Multiple aggregate functions in Java 8 Stream API

2019-03-27 03:09发布

问题:

I have a class defined like

public class TimePeriodCalc {
    private double occupancy;
    private double efficiency;
    private String atDate;
}

I would like to perform the following SQL statement using Java 8 Stream API.

SELECT atDate, AVG(occupancy), AVG(efficiency)
FROM TimePeriodCalc
GROUP BY atDate

I tried :

Collection<TimePeriodCalc> collector = result.stream().collect(groupingBy(p -> p.getAtDate(), ....

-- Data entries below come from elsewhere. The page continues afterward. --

PR #331, opened 2018-10-13
Add dynamic library version check in user libraries

casperboone:
This PR adds a dynamic check for the library version used by user project. It executes `mvn dependency:tree` (with some fancy options) and parses the output which is then queried. 

The PR also copies `MavenInstaller` to the module of the `VersionVerifier`. I don't really like this, but didn't have a very good solution for this. Suggestions are definitely welcome.

Also, the code seems to be failing on Windows. If a Windows user could investigate, this would be appreciated. I'm expecting that the issue is related to parsing the generated file containing the dependencies (https://github.com/cafejojo/schaapi/pull/331/files#diff-fd0a68b4445e609f1331b912bbc4fe94R52).


modules/mining-pipeline/github-project-miner/src/main/kotlin/org/cafejojo/schaapi/miningpipeline/miner/github/VersionVerifier.kt
```diff
@@ -0,0 +1,53 @@
...
+    private val query = "$groupId:$artifactId:jar:$version"
+
+    /**
+     * Verifies (dynamically) if the given [project] is using the correct library version.
+     *
+     * @param project a user project of the library
+     */
+    fun verify(project: JavaMavenProject) =
+        if (createMavenInvoker(project).execute(createMavenInvocationRequest(project)).exitCode != 0) false
+        else getDependencies(project).any { it.startsWith(query) }
```
FWDekker: So... how does it work? I don't understand what's going on.

casperboone: First maven is invoked. If this was unsuccessful, we return false. Then, using `getDependencies` we retrieve the file containing the list of dependencies and parse it to a list. Finally, we 'query' this list for entries starting with the query defined on line 20.

FWDekker: Shouldn't we throw an exception if Maven could not be invoked?

gandreadis: I agree, the pipeline should break or at least log something if we cannot find a Maven install and not just fail silently.

casperboone: The (original) reasoning is: If a version cannot be verified, we consider this version invalid/wrong. This will have no impact since there are a) enough projects anyway, b) we will fail on this same thing in a later stage. To make sure there's no effect on the whole process, no exceptions are thrown.

I can imagine that there might be unexpected results when projects suddenly get filtered out. I see why a log message might then be useful. However, that same reasoning also applies when maven does work but the outcome is simply 'false'.

So: we can indeed add a log message in the case maven fails, however in my mind this would be kind of inconsistent.

I really get (and agree with) the it's not a `MavenVerifier` reasoning. However the issue here is that that part is verified (at the moment) later in the pipeline, but we already need this information.

gandreadis: Ah ok, I see your point. In that case, I agree that it is sufficient for this to fail at a later stage.

FWDekker: Do you think it would be appropriate to rename the class to `MavenVersionVerifier`, to distinguish it from other, hypothetical `VersionVerifier`s that do not use Maven?

casperboone: Hm to me that sounds like it verifies the maven version rather than the library version

FWDekker: `MavenLibraryVersionVerifier`?

casperboone:
Moved the `MavenInstaller` to a separate module in `models`

modules/mining-pipeline/github-project-miner/src/main/kotlin/org/cafejojo/schaapi/miningpipeline/miner/github/MavenLibraryVersionVerifier.kt
```diff
@@ -0,0 +1,58 @@
...
+import org.apache.maven.shared.invoker.DefaultInvoker
+import org.cafejojo.schaapi.models.project.JavaMavenProject
+import java.io.File
+
+/**
+ * Verifies (dynamically) if projects are using the correct library version.
+ *
+ * @param groupId group id of library maven project should depend on
+ * @param artifactId artifact id of library maven project should depend on
+ * @param version version of library maven project should depend on
```
gandreadis: For all of these three lines, I think it should be "* id of the library that the maven project should depend on". Otherwise a bit hard to parse, for me at least.

FWDekker: I've fixed it

PR #334, opened 2018-11-06
Change List to Iterable in all Interfaces

JSAbrahams:
A small code quality PR.

* Change List to Iterable in CsvWriter, so the project still compiles
* Use the count() method in MiningPipeline instead of size property

The reasoning is that in a pipeline we only wish that we are given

What can be put into the code to select multiple attributes ? I'm thinking of using multiple Collectors but really don't know how to do so.

回答1:

To do it without a custom Collector (not streaming again on the result), you could do it like this. It's a bit dirty, since it is first collecting to Map<String, List<TimePeriodCalc>> and then streaming that list and get the average double.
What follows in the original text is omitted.